Michigan denies incentives application for $58 million movie

Director Doug Limon won’t be working in Michigan

The Michigan Film Office seems to be denying film incentive applications in order to stretch Gov. Rick Snyder’s proposed $25 million film cap for movies throughout the rest of the year.  

The state’s biggest incentive application of the year was denied was director Doug Liman’s (“Mr. and Mrs. Smith”) untitled movie for Paramount.  It would have spent $58 million in the state, hired 2,256 locals and received a $23 million rebate, reports 

The MFO told the News the reason for the denial was because the producers decided to move the project to another state — while a Paramount spokesperson said the MFO rejected the application.

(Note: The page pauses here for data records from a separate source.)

PR #2805, opened 2019-07-24
Update doc/upgrade/

jpereira:


doc/howto/README.md
```diff
@@ -0,0 +1,31 @@
...
+
+List with some usual howtos for FreeRADIUS.
+
+## Topics
+
+* [Ascend](ascend.md)
+* [Bay](bay.md)
+* [Cisco](cisco.md)
+* modules
+	* [RADIUS-LDAP-eDirectory](modules/RADIUS-LDAP-eDirectory.md)
```
arr2036: Don't usually use tabs as it's a PITA to edit in any web-based editor.  Also... why are we using markdown for half the documentation and asciidoc for the other half?

jpereira: 1. The reason for the tabs, It is because of the `Mixed List` syntax. Take a look in `Mixed List` 
 at https://en.support.wordpress.com/markdown-quick-reference/

2. I am just reusing the current markdown files that are converted by pandoc.

alandekok: A good chunk of the markdown is old documentation.  So that can be gradually fixed.

In general, stand-alone pages are simpler in markdown.  Multi-page sites are better in Asciidoc

doc/all.mk
```diff
@@ -106,10 +106,24 @@ doc/raddb/%.adoc: raddb/%
...
 	${Q}./scripts/asciidoc/conf2adoc -a ${top_srcdir}/asciidoc -o $@ < $^
 
+#
+#	Converting *.adoc to *.html
+#
 doc/%.html: doc/%.adoc
 	@echo HTML $^
 	${Q}$(ASCIIDOCTOR) $< -a "toc=left" -b html5 -o $@ $<
-	${Q}perl -p -i -e 's/\.adoc/\.html/g' $@
+	${Q}perl -p -i -e 's/\.adoc/\.html/g; s/\/.html"/\/"/g' $@
```
jpereira: @alandekok That extra regex `s/\/.html"/\/"/g` is necessary because when we have hiperlinks like:

`[How-To](howto/) - How-To guides for performing common tasks.`

The `asciidoctor` convert appending a `\.html` to the end of link becoming `<a href="howto/.html">$text</a>`. so, the idea is basically to cleanup that `/\/.html`.

doc/all.mk
```diff
@@ -45,10 +45,10 @@ CONF_FILES := $(filter-out %~,$(wildcard raddb/*conf raddb/mods-available/* radd
 BASE_ADOC_FILES := $(wildcard doc/*/*.adoc) $(wildcard doc/*/*/*.adoc)
 AUTO_ADOC_FILES := $(patsubst raddb/%,doc/raddb/%.adoc,$(CONF_FILES))
 AUTO_ADOC_FILES += $(patsubst raddb/%.md,doc/raddb/%.adoc,$(shell find raddb -name "*\.md" -print))
-AUTO_ADOC_FILES += $(patsubst doc/%.md,doc/%.adoc,$(wildcard doc/*/*/*.md))
+AUTO_ADOC_FILES += $(patsubst doc/%.md,doc/%.adoc,$(wildcard doc/*.md doc/*/*.md doc/*/*/*.md doc/*/*/*/*.md))
 ADOC_FILES	:= $(BASE_ADOC_FILES) $(AUTO_ADOC_FILES)
 PDF_FILES := $(patsubst doc/%.adoc,doc/%.pdf,$(ADOC_FILES))
-HTML_FILES := $(patsubst doc/%.adoc,doc/%.html,$(ADOC_FILES))
+HTML_FILES := $(patsubst doc/%.adoc,doc/%.html,$(ADOC_FILES)) $(subst %README.adoc,index.html,$(ADOC_FILES))
```
jpereira: @alandekok here, basically we are adding the `index.html` (symbolik-links to README.html) to be resolved during `install.doc` and `clean.doc`

doc/howto/cisco.md
```diff
@@ -71,30 +66,25 @@ You must reboot after entering this command to take effect. If not, you
...
+    aaa new-model
+    aaa authentication ppp radppp if-needed radius
+    aaa authorization network radius none
+    aaa accounting network wait-start radius
 
 to get the Cisco to talk to a radius server.
 
 With IOS 11.3
-^^^^^^^^^^^^^
+-------------
```
alandekok: If we're going to use Markdown, we should just use `##` as the section titles everywhere.  Using random different formatting is confusing.

doc/README.md
```diff
@@ -4,7 +4,7 @@ This directory contains documentation for FreeRADIUS.  The
 documentation is available under the Creative Commons Non-Commercial
 license, as given in the `LICENSE` file in this directory.
 
-[Introduction](introduction/) - Introduction to FreeRADIUS and RADIUS
+[Introduction](introduction/aaa) - Introduction to FreeRADIUS and RADIUS
```
alandekok: I would really prefer to leave the "main page" as just `introduction/`.  That allows the main page to have generic text, instead of being specific to AAA.

doc/all.mk
alandekok: That makes sense.  To make it a bit clearer, you can do:

```
${Q}perl -p -i -e 's,\.adoc,\.html,g; s,/.html",/",g' $@
```

which separates `/` as regex delimiter from `/` as filename delimiter

doc/README.md
jpereira: @alandekok But, we don't have any README inside the directory. we 've only the `aaa.md` file there. so, maybe create an `index.html` into the introduction listing the content of directory? in this case, referring to `aaa`?

alandekok: The point is that we're fixing the documentation.  We're not just rearranging it.  This means adding documentation where it's missing.  In this case, a "main page" that serves as an introduction, and which points to the other documentation.

jpereira: All right. I made all the changes and you could see the current changes in https://www.jorgepereira.com.br/temp/freeradius-doc/

PR #2817, opened 2019-07-28
Fix FramedInterfaceId type in postgresql/queries.conf

PaulosV:
This is an addendum to commit fb15efe88b1f06fed89fc7225cd24ceea52dbbbf,
which fixed the PostgreSQL schema file to include the correct
FramedInterfaceId type, but did not modify the queries which were
still casting all the instances to inet. That caused the following
error to show up:

```
rlm_sql_postgresql: Status: PGRES_FATAL_ERROR
rlm_sql_postgresql: 22P02: INVALID TEXT REPRESENTATION
(2) sql: rlm_sql_postgresql: ERROR:  invalid input syntax for type inet: "168:9a03:e9a9:56fa"
```

Edit: this error is also present in branch 3.0.x, where I have originally found it.

### DIFF
--- a/raddb/mods-config/sql/main/postgresql/queries.conf
+++ b/raddb/mods-config/sql/main/postgresql/queries.conf
@@ -253,7 +253,7 @@ accounting {
 					NULLIF('%{Framed-IP-Address}', '')::inet, \
 					NULLIF('%{Framed-IPv6-Address}', '')::inet, \
 					NULLIF('%{Framed-IPv6-Prefix}', '')::inet, \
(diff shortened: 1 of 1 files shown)


PaulosV:
@alandekok thanks for merging and porting this issue, I did not get to porting it at the time, wanted to do it in the evening. A typo slipped into the port, I put a comment on it. https://github.com/FreeRADIUS/freeradius-server/commit/a2a1f5708745af6d66aac933831fcda1eb42a8af#r34474609

PR #2825, opened 2019-07-30
doc: Define {basedir} dinamically

jpereira:
It's necessary to set up the HTML links correctly
avoiding hardcode paths.


alandekok:
Cherry-picked and edited in commit da57df4b

You can use GNU Make rules to find `BASEDIR`.  And the `_assets` name is just habit in asciidoc.  It's not required.  I've renamed it to `templates` so that it's a little nicer.  We generally don't use filenames that begin with `_`

PR #2831, opened 2019-08-01
doc: append the build version to the footer

jpereira:


jpereira:
@alandekok The changes append the below information and also include the asciidoctor version/build-path as an HTML comment being helpful to track-down generated docs.

image

ps: The https://www.jorgepereira.com.br/doc/ is running the changes.

alandekok:
I've pushed a patch that does this a slightly different way.

PR #2834, opened 2019-08-01
travis: Let's validate also the doc build

jpereira:
1. we can't use the distributed versions of asciidoctor and pandoc due to be too old.
2. the package libjson-perl is required by scripts/asciidoc/conf2adoc

### DIFF
--- a/.travis.yml
+++ b/.travis.yml
@@ -48,6 +48,7 @@ addons:
     # For newer libkqueue
     - sourceline: ppa:rjvbertin/misc
     packages:
+    - libjson-perl
     - autoconf
     - build-essential
     - clang-7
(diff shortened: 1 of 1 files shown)


alandekok:
Hmm... the travis rules are getting complex enough that they should likely be encapsulated in a "make" rule.

e.g. The travis tests could do:

`if [ "${DO_BUILD}" = 'no' ]; then make tests.documentation; fi`

with all of the rules for making doxygen, etc. in the `tests.documentation` rule.  We already have many `tests.FOO` targets, so this rule would follow that pattern.

jpereira:
@alandekok as we talked through the Slack. I added the new targets and also the Travis calls as can be seen in https://github.com/FreeRADIUS/freeradius-server/pull/2836

PR #2836, opened 2019-08-02
tweaks in doc/all.mk

jpereira:


doc/all.mk
```diff
@@ -161,8 +161,8 @@ doc/%.pdf: doc/%.md
 		-V papersize=letter \
 		--template=./scripts/asciidoc/freeradius.template -o $@ $<
 
-.PHONY: asciidoc html pdf clean clean.doc
-asciidoc: $(ADOC_FILES)
+.PHONY: adoc html pdf clean clean.doc
+adoc: $(ADOC_FILES)
```
alandekok: This should just be left as "asciidoc".  The file contents are "asciidoc", not "adoc".  We just use the "adoc" extension because having 100 files named "...asciidoc" is annoying.

jpereira: done

alandekok:
I've pulled this over with some manual changes:

* `all.doc` and `tests.doc` targets, to match existing naming patterns
* other minor tweaks

PR #2844, opened 2019-08-03
Fix an issue whereby the username is occasionaly not properly termina…

ed-at-work:
…ted.


arr2036:
Fixed in dee78b44119168e0cc5714602f8f7449a2e661aa

PR #2850, opened 2019-08-05
travis: enable the option 'retries' for apt-get

jpereira:
It will enable capability to retry during network issue.


jpereira:
It will drive the Travis to retry during errors like https://travis-ci.org/FreeRADIUS/freeradius-server/jobs/567899667#L384

PR #423, opened 2018-07-31
Fix to accounts link sending null string as access token

elie222:
`'null'` was being sent to the server (rather than `null`) which was throwing errors of bad access token rather than just skipping the check.

Was sending me annoying errors to the client, so I fixed it.


elie222:
Fixing the failing test now

pradel:
The failing test is not from . your pr you can ignore it I will rerun the ci manually

PR #437, opened 2018-08-08
Load the user in the context resolver

### LINKED ISSUE #421: Automatically adding user to graphql resolver context
I see the code has `authenticated` as shown here:

```
changePassword: authenticated(accountsServer, changePassword(accountsServer)),
```

Would it make sense to just add authenticated to the context and have the `user` object available for every request made to the server?

Right now I have this in my code:

```ts
const server = new ApolloServer({
  typeDefs: [typeDefs as any, accountsGraphQL.typeDefs],
  resolvers: merge(accountsGraphQL.resolvers, resolvers),
  context: async ({ req }) => {
    const ctx = accountsContext(req)
    const { authToken } = ctx

    let user

    try {
      user = await accountsServer.resumeSession(authToken as string)
    } catch (error) {}

    return {
      ...ctx,
      user,
      userId: user && user._id,
    }
  },
})
```

Seems something like this would be useful for all users of the `graphql-api` package. Would it make sense to have `accountsContext` also return the user object if it exists.

pradel:
Close #421 
The new context will now be async (breaking change)

### DIFF
--- a/packages/e2e/__tests__/servers/server-graphql.ts
+++ b/packages/e2e/__tests__/servers/server-graphql.ts
@@ -85,11 +85,10 @@ export class ServerGraphqlTest implements ServerTestInterface {
     this.apolloServer = new ApolloServer({
       typeDefs: [gql(accountsGraphQL.typeDefs), typeDefs],
       resolvers: merge(accountsGraphQL.resolvers),
-      context: async ({ req }: any) => ({
-        ...(await accountsContext(req, {
+      context: ({ req }: any) =>
+        accountsContext(req, {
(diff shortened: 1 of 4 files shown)


lorensr:
```js
      context: async ({ req }: any) => ({
        ...(await accountsContext(req, {
          accountsServer: this.accountsServer,
        })),
```
equivalent to:
```js
      context: ({ req }: any) => accountsContext(req, {
          accountsServer: this.accountsServer,
        })
```

pradel:
Yeah e2e tests are passing so ... :)

PR #469, opened 2018-09-27
more info on where AccountsClient came from

williamli:


williamli:
How do I get accountsTransport ??

```
const accountsTransport = // my accounts-js transport, rest or graphql
const accounts = new AccountsClient({
  // options
}, accountsTransport);
```

PR #476, opened 2018-10-10
[@accounts/password] Support uppercase emails when sending the different emails (verification, rest, ...)

pradel:
Currently you can't reset your password if you are trying to send an email with an uppercase.

### DIFF
--- a/packages/password/__tests__/__snapshots__/accounts-password.ts.snap
+++ b/packages/password/__tests__/__snapshots__/accounts-password.ts.snap
@@ -61,6 +61,8 @@ Array [
 ]
 `;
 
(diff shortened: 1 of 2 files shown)


packages/password/src/accounts-password.ts
```diff
@@ -256,18 +251,14 @@ export default class AccountsPassword implements AuthenticationService {
...
-    if (!address) {
+    if (!address || !isString(address)) {
       throw new Error('Invalid email');
     }
+
     const user = await this.db.findUserByEmail(address);
     if (!user) {
       throw new Error('User not found');
     }
-    // Make sure the address is valid
```
pradel: Here we actually don't need this check since we are calling `this.db.findUserByEmail` to get the user.

PR #479, opened 2018-10-13
Fix breaking change

1e1f:
commit #420 broke my implementation by 'making accessToken optional', in fact the code change there didn't make it optional, it forced accessToken to undefined by ignoring the argument and replacing with an empty object. This change should safely allow for a nullable argument of any tokens to pass through this module.

server versions used for testing
    "@accounts/mongo": "0.3.0-beta.29",
    "@accounts/password": "0.3.0-beta.29",
    "@accounts/rest-express": "0.3.0-beta.29",

### DIFF
--- a/packages/rest-client/src/rest-client.ts
+++ b/packages/rest-client/src/rest-client.ts
@@ -108,10 +108,10 @@ export class RestClient implements TransportInterface {
     return this.authFetch('logout', args, customHeaders);
   }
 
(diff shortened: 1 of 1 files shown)


pradel:
Okay I see the problem, we are extracting the token from `req.body` on the `rest-express` package. Maybe a better fix for this issue would be to extract it from the headers on the server side (also logout must have the same problem I guess).

pradel:
We will have to finish the e2e tests for this part to avoid regressions in the future.

PR #485, opened 2018-10-21
Changelog

TimMikeladze:


pradel:
I like the idea to auto generate the changelog 🎉 
Do you know https://github.com/semantic-release/semantic-release? Maybe it can also be a good fit for this feature?

TimMikeladze:
I looked at semantic release. Seems like Lerna already handles some of the release management stuff for us already.

pradel:
Sounds good :) do you know if we can add the notes to the github releases with this tool?

TimMikeladze:
I'm not sure, I think it just generates the changelog.

PR #486, opened 2018-10-23
Updated graphql examples to latest accounts packages

davidyaha:
Had some issues with implementing the graphql packages into a new project.
Decided to try it out on the examples and had to upgrade the dependencies here.
Everything seems to be working so the issue must be on my side.
Been out for quite a while now so it's good to see that the project is thriving!


TimMikeladze:
Keep in mind the register user resolver was renamed to createUser

PR #487, opened 2018-10-24
[WIP] React and Apollo integration

TimMikeladze:
- `@accounts/apollo` package which streamlines creating the accounts client with graphql
- `@accounts/react` handles the bulk of the logic for user sign in, sign up, and authentication
- `@accounts/react-material-ui` - accounts components based on `@material-ui/core`
- Added a `getAccountsOptions` function which retrieves site specific accounts options such as the services enabled or the site title. This is used by the `@accounts/react` to present the user with the relevant components.


ardatan:
You can use Stencil and Ionic that can make accounts-js ui components platform agnostic. So, the same components can be used for all frameworks such as React, Angular and Vue.

TimMikeladze:
@ardatan Interesting suggestion, I haven't heard of those tools before, can you point me in the right direction on some reading materials or where to get started?

I need to evaluate how much effort this would take...I kind of want to wrap up these react PR this week and move on to other work.

PR #490, opened 2018-10-25
Feature/fix tests types

pradel:
Fix the typescript types inside the tests.

Basically just add a ton of any to make the compiler happy .. 🐞


tsconfig.json
```diff
@@ -8,6 +8,7 @@
     "pretty": true,
     "lib": ["es6", "es2015", "es2016", "es2017", "dom", "esnext.asynciterable"],
     "noUnusedLocals": true,
-    "strict": true
+    "strict": true,
+    "allowSyntheticDefaultImports": true
```
TimMikeladze: Maybe enable `esModuleInterop` as well?

pradel: Okay I will try

pradel: It create more errors to fix, let's merge for now and enable it later :)

PR #497, opened 2018-11-15
Fix GraphQL-Modules version

ardatan:
- Moving @graphql-modules/core to peerDependencies instead of directDependencies.
- Use recent stable version

Example;
https://github.com/ardatan/graphql-modules-accountsjs-boilerplate


packages/graphql-api/package.json
```diff
@@ -34,18 +34,19 @@
...
     "nock": "10.0.1",
-    "ts-node": "7.0.1"
+    "ts-node": "7.0.1",
+    "@graphql-modules/core": "0.2.1",
+    "reflect-metadata": "0.1.12"
   },
   "peerDependencies": {
-    "graphql-tools": "^4.0.3"
+    "graphql-tools": "^4.0.3",
+    "@graphql-modules/core": "^0.2.1",
```
pradel: is it a good idea to make it a peerDependencies if users can use the module without it? 🤔

dotansimha: It's the only way to avoid multiple copies of a specific dependency, but still make sure that users know they need to install it.

pradel: I am not a big fan of forcing users to install it if they don't need it ... Separate minor versions are not compatibles between them?

Also other question, what is `reflect-metadata`?

packages/e2e/__tests__/servers/server-graphql.ts
```diff
@@ -1,3 +1,4 @@
+import 'reflect-metadata';
```
TimMikeladze: What is `reflect-metadata` being used for in this PR?

packages/graphql-api/package.json
ardatan: `reflect-metadata` is required for DI, but now it is optional. Then I removed it from the code and introduction.

packages/e2e/__tests__/servers/server-graphql.ts
ardatan: As I said above, `reflect-metadata` is required for DI, but now it is optional. Then I removed it from the code and introduction :)

TimMikeladze:
Thanks for the PR! Merged and published.

ardatan:
Here is the article about this :)
https://medium.com/the-guild/authentication-with-accountsjs-graphql-modules-e0fb9799a9da

ardatan:
We shared this article on Twitter as well
https://twitter.com/ardatanrikulu/status/1063454854255923200

PR #498, opened 2018-11-15
User enumeration

### LINKED ISSUE #337: Option to obfuscate user infos
Would be great to have an option to obfuscate the user infos. So for example instead of 'user not found' we need to say 'Invalid credentials' on the login error messages (and others)

pradel:
Close #337 

- **Breaking change:** new server options `ambiguousErrorMessages` that default to true.
When this option is true all the messages that allow user enumeration are hidden:
- when trying to login with wrong credentials before was throwing with `User not found`, now `Invalid credentials`
- when trying to send an email to reset the password if the user email is not found fail silently
- when trying to send an email to verify the password if the user email is not found fail silently
- when trying to create a new user, we return null to the client instead of the user id (the transports are intercepting the id and return null) if user already exist the function will fail silently
- when trying to impersonate, we return `{ authorized: false }`
- **Breaking change:** the register route of the `rest-express` package now return the userId as a string instead of `{ userId: ''}`

### DIFF
--- a/packages/e2e/__tests__/password.ts
+++ b/packages/e2e/__tests__/password.ts
@@ -4,7 +4,6 @@ const user = {
   email: 'johnDoe@gmail.com',
   password: 'notSecure',
 };
-let userId: string;
 
 Object.keys(servers).forEach(key => {
   const server = servers[key];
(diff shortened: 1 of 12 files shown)


pradel:
I am not a big fan of the name `ambiguousErrorMessages` so if you have a better idea 🤔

While the big one got away, two lower-budget movies, with much lower rebates, have been greenlighted.  

Judd Apatow $12.5 million comedy, “Five Year Engagement,” starring Emily Blunt and Jason Segel, was approved for a $5.2 million rebate and will shoot in Ann Arbor.

“Spy Kids:4,” starring Antonio Banderas and Jessica Alba, which was shot elsewhere, will get a $1.8 million rebate on roughly $4.5 million it will spend on conversion to 3D at Speedshape, a Birmingham post facility. 

Rejected applications cost Michigan million and thousands of jobs 

The Doug Liman film is among nine of 54 applications that were declined so far this year, according to MFO director Carrie Jones.

These nine projects had planned to spend a total of $155 million (the sum total of Illinois’ feature revenues), seeking $60.5 million in rebates, and would’ve hired as many as 4,730 locals.  

Other rejected Michigan-planned projects headed for states with assured tax credits. Among them: “The Avengers,” now in Ohio, would’ve spent $33.67 million in Michigan and hired 160 residents and TV miniseries “Undaunted Courage,” planned a $43.7 million spend and the hiring of 1,122 locals.  

In West Michigan, what would’ve been Curtis “50 Cent” Jackson’s fifth film, “Freelancers,” uprooted production from Grand Rapids and shoved off for New Orleans. It had expected to spend $8.24 million in Michigan.